Segment Start: TASK INPUTS
Issue #546, opened 2021-03-10
[DOCS] Add information in the 7.11 and 7.12 troubleshooting section about ML job upgrade


dontcallmesherryli:
## Description 

Updated ML Job's were delivered in `7.11` (https://github.com/elastic/kibana/pull/85065) that take advantage of newly populated fields in the latest beats/agent. Since new ML Rules were not shipped alongside these job updates, if users update their beats/agent without first enabling the latest jobs and creating rules for them (or cloning existing and changing the selected ML Job), underlying detected anomalies may not have a Detection Alert generated and users would need to rely on the ML App visualization.

## Acceptance Test Criteria

Add troubleshooting information about upgrading ML jobs: if you upgraded to Elastic 7.11 or 7.12, your ML jobs might not work. At earliest convenience upgrade your ML rules to the newest version.

## Notes

- Add the **"Team:Docs"** label to new issues. 
- Be sure to add the version number label. 
- Be sure to add any necessary screenshots for clarity. 
- Include any conditions or caveats that may affect customers.

spong:
@jmikell821 -- both @randomuserid and I can help here with the details, so please reach out when this is ready to be worked 🙂

randomuserid:
So the revised language would look like this;

The conditions for the workaround are any of these;

1. Running a mixed version fleet of Elastic beats, including newer versions such as 7.10 and / or 7.11
2. Running a population of Elastic endpoints
3. Ingesting data from other sources using recent ECS versions

Workaround:

1. Clone the existing ML alert rules
2. Reconfigure each clone to query the v2 version of the target ML job

Note: there may be some edge cases of duplicate alerts, at the cost of eliminating dropped alerts, this needs analysis.

rylnd:
@jmikell821 @lcawl I've [specified](https://github.com/elastic/kibana/pull/94393/files#diff-9f3c81018ca4fe3e87d9791151923ec0f4ae0e85b440ecbe4f88b98739fea9cbR37) `ml-job-compatibility.html` as the prospective doc link for this issue. Is it possible to reverse-engineer the documentation page from this link? If not, what is the recommendation here?

lcawl:
> If not, what is the recommendation here?

[...]

PR #553, opened 2021-03-15
[DOCS] Add section for troubleshooting ML compatibility

lcawl:
Fixes https://github.com/elastic/security-docs/issues/546

### Preview

https://security-docs_553.docs-preview.app.elstc.co/guide/en/security/7.12/alerts-ui-monitor.html#ml-job-compatibility

### DIFF
--- a/docs/detections/rules-ui-monitor.asciidoc
+++ b/docs/detections/rules-ui-monitor.asciidoc
@@ -52,7 +52,40 @@ that are populated by {beats} and {agent} integrations. In version 7.11, new
 which operate on newer ECS fields than the previous
 <<security-winlogbeat-jobs>> and <<security-auditbeat-jobs>> jobs. However, the
 <<prebuilt-rules,prebuilt rules>> were not updated to use the new {ml} jobs.
-Therefore, if you have upgraded the cluster to 7.11 or 7.12 and are using
-multiple versions of {beats} and {agent}, to ensure continued rule coverage you 
-must create new rules that use the new {ml} jobs and enable them to run
-alongside your existing rules.
+Therefore, if you have upgraded your cluster and all of your {beats} and {agent} 
+integrations to 7.11 or later, you must update your existing rules to use the
+new jobs. If are still using earlier versions of {beats} and {agent} 
+integrations, however, you must create new rules that use the new {ml} jobs and 
+enable them to run alongside your existing rules.
+
+In particular, clone the following prebuilt rules and edit them to work with the
+new {ml} jobs:
+
+* <<unusual-linux-network-port-activity>>: Use 
+`v2_linux_anomalous_network_port_activity_ecs` instead of 
+`linux_anomalous_network_port_activity_ecs`.
+* <<anomalous-process-for-a-linux-population>>: Use 
+`v2_linux_anomalous_process_all_hosts_ecs` instead of 
+`linux_anomalous_process_all_hosts_ecs`.
+* <<unusual-linux-username>>: Use `v2_linux_anomalous_user_name_ecs` instead of 
+`linux_anomalous_user_name_ecs`.
+* <<unusual-linux-process-calling-the-metadata-service>>: Use 
+`v2_linux_rare_metadata_process` instead of `linux_rare_metadata_process`.
+* <<unusual-linux-user-calling-the-metadata-service>>: Use 
+`v2_linux_rare_metadata_user` instead of `linux_rare_metadata_user`.
+* <<unusual-process-for-a-linux-host>>: Use `v2_rare_process_by_host_linux_ecs` instead of `rare_process_by_host_linux_ecs`.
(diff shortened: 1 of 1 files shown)


docs/detections/rules-ui-monitor.asciidoc
```diff
@@ -41,3 +41,51 @@ For example, if an event occurred at 10:01, and due to a 9-minute ingestion pipe
...
+
+The <<prebuilt-ml-jobs,prebuilt {ml} jobs>> have dependencies on data fields
+that are populated by {beats} and {agent} integrations. In version 7.11, new
+{ml} jobs (<<security-linux-jobs>> and <<security-windows-jobs>>) were provided,
+which operate on newer ECS fields than the previous
+<<security-winlogbeat-jobs>> and <<security-auditbeat-jobs>> jobs. However, the
+<<prebuilt-rules,prebuilt rules>> were not updated to use the new {ml} jobs.
+Therefore, if you have upgraded your cluster and all of your {beats} and {agent} 
+integrations to 7.11 or later, you must update your existing rules to use the
+new jobs. If are still using earlier versions of {beats} and {agent}
```
spong, line 57:
```suggestion
new jobs. If you are still using earlier versions of {beats} and {agent} 
```

docs/detections/rules-ui-monitor.asciidoc
```diff
@@ -41,3 +41,51 @@ For example, if an event occurred at 10:01, and due to a 9-minute ingestion pipe
...
+that are populated by {beats} and {agent} integrations. In version 7.11, new
+{ml} jobs (<<security-linux-jobs>> and <<security-windows-jobs>>) were provided,
+which operate on newer ECS fields than the previous
+<<security-winlogbeat-jobs>> and <<security-auditbeat-jobs>> jobs. However, the
+<<prebuilt-rules,prebuilt rules>> were not updated to use the new {ml} jobs.
+Therefore, if you have upgraded your cluster and all of your {beats} and {agent} 
+integrations to 7.11 or later, you must update your existing rules to use the
+new jobs. If are still using earlier versions of {beats} and {agent} 
+integrations, however, you must create new rules that use the new {ml} jobs and 
+enable them to run alongside your existing rules.
```
spong, line 59: Is this accurate @randomuserid? My understanding was pre 7.11 beats/agent+rules+jobs were compatible. It's just that if you update your beats/agents different fields will be populated for which the new jobs are necessary. So as a result of a beats/agent upgrade, existing jobs/rules are incompatible, so you would need to upgrade to the new jobs/rules(manually). 

In this case though, do the new jobs work with earlier (pre-7.11) versions of the beats?

randomuserid: The new jobs use fields that did not exist when the first batch were made in 2019. So the new jobs work with current events, and the old jobs work with older events, with some exceptions as fields change.

lcawl: So does this mean it would be helpful to clarify this paragraph with something like this?:

> Therefore if you have upgraded your cluster and all of your Beats and Agent integrations to 7.11 or later, you must stop the Security:Auditbeat and Security:Winlogbeat jobs and use the Security:Linux and Security:Windows jobs instead. In this case, you must update your existing rules to use these new jobs. If you are still using earlier versions of Beats and Agent integrations, however, you can use both the old and new jobs and just stop a subset of the old jobs to avoid duplication (e.g. see https://www.elastic.co/guide/en/security/master/prebuilt-ml-jobs.html#_footnotedef_1). In this case, you must create new rules that use the new jobs and enable them to run alongside your existing rules.

randomuserid: It's complex enough to be hard to explain. As a user, I like seeing sets of logical options side by side in order to evaluate which set of conditions match my local conditions - maybe something like this;

- If running a fleet of Beats older then version 7.10, continue using the first generation ML jobs and rules that have been in the Security app since version 7.5.
- If running a fleet of Beats of version 7.10 or higher, use the second generation "v2" ML jobs, and optionally make clones of the existing ML rules, connected to the v2 jobs, in order to alert on anomalies from the v2 jobs.
- If running a mixed fleet of old and new Beats, or running a fleet of Beats and Elastic Endpoint agents, follow both of the previous steps to enable and use both the first and second generation ML jobs and rules.
- If running a non-Elastic data shipper to gather ECS-compatible Windows events, use the second generation "v2" ML jobs, and optionally make clones of the existing ML rules, connected to the v2 jobs, in order to alert on anomalies from the v2 jobs.

lcawl: Thanks for the details!  I've added that list to the doc, though I changed "7.10 or higher" to "7.11 or higher", since I don't see the Security:Windows or Security:Linux modules in 7.10 (https://github.com/elastic/kibana/tree/7.10/x-pack/plugins/ml/server/models/data_recognizer/modules).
Segment End: TASK INPUTS
[REQUIREMENT]
In the data above, repeat exactly each line from the first through the line that contains "[DOCS] Add section", and give nothing else.

[ANSWER TO THIS PROBLEM]
Issue #546, opened 2021-03-10
[DOCS] Add information in the 7.11 and 7.12 troubleshooting section about ML job upgrade


dontcallmesherryli:
## Description 

Updated ML Job's were delivered in `7.11` (https://github.com/elastic/kibana/pull/85065) that take advantage of newly populated fields in the latest beats/agent. Since new ML Rules were not shipped alongside these job updates, if users update their beats/agent without first enabling the latest jobs and creating rules for them (or cloning existing and changing the selected ML Job), underlying detected anomalies may not have a Detection Alert generated and users would need to rely on the ML App visualization.

## Acceptance Test Criteria

Add troubleshooting information about upgrading ML jobs: if you upgraded to Elastic 7.11 or 7.12, your ML jobs might not work. At earliest convenience upgrade your ML rules to the newest version.

## Notes

- Add the **"Team:Docs"** label to new issues. 
- Be sure to add the version number label. 
- Be sure to add any necessary screenshots for clarity. 
- Include any conditions or caveats that may affect customers.

spong:
@jmikell821 -- both @randomuserid and I can help here with the details, so please reach out when this is ready to be worked 🙂

randomuserid:
So the revised language would look like this;

The conditions for the workaround are any of these;

1. Running a mixed version fleet of Elastic beats, including newer versions such as 7.10 and / or 7.11
2. Running a population of Elastic endpoints
3. Ingesting data from other sources using recent ECS versions

Workaround:

1. Clone the existing ML alert rules
2. Reconfigure each clone to query the v2 version of the target ML job

Note: there may be some edge cases of duplicate alerts, at the cost of eliminating dropped alerts, this needs analysis.

rylnd:
@jmikell821 @lcawl I've [specified](https://github.com/elastic/kibana/pull/94393/files#diff-9f3c81018ca4fe3e87d9791151923ec0f4ae0e85b440ecbe4f88b98739fea9cbR37) `ml-job-compatibility.html` as the prospective doc link for this issue. Is it possible to reverse-engineer the documentation page from this link? If not, what is the recommendation here?

lcawl:
> If not, what is the recommendation here?

[...]

PR #553, opened 2021-03-15
[DOCS] Add section for troubleshooting ML compatibility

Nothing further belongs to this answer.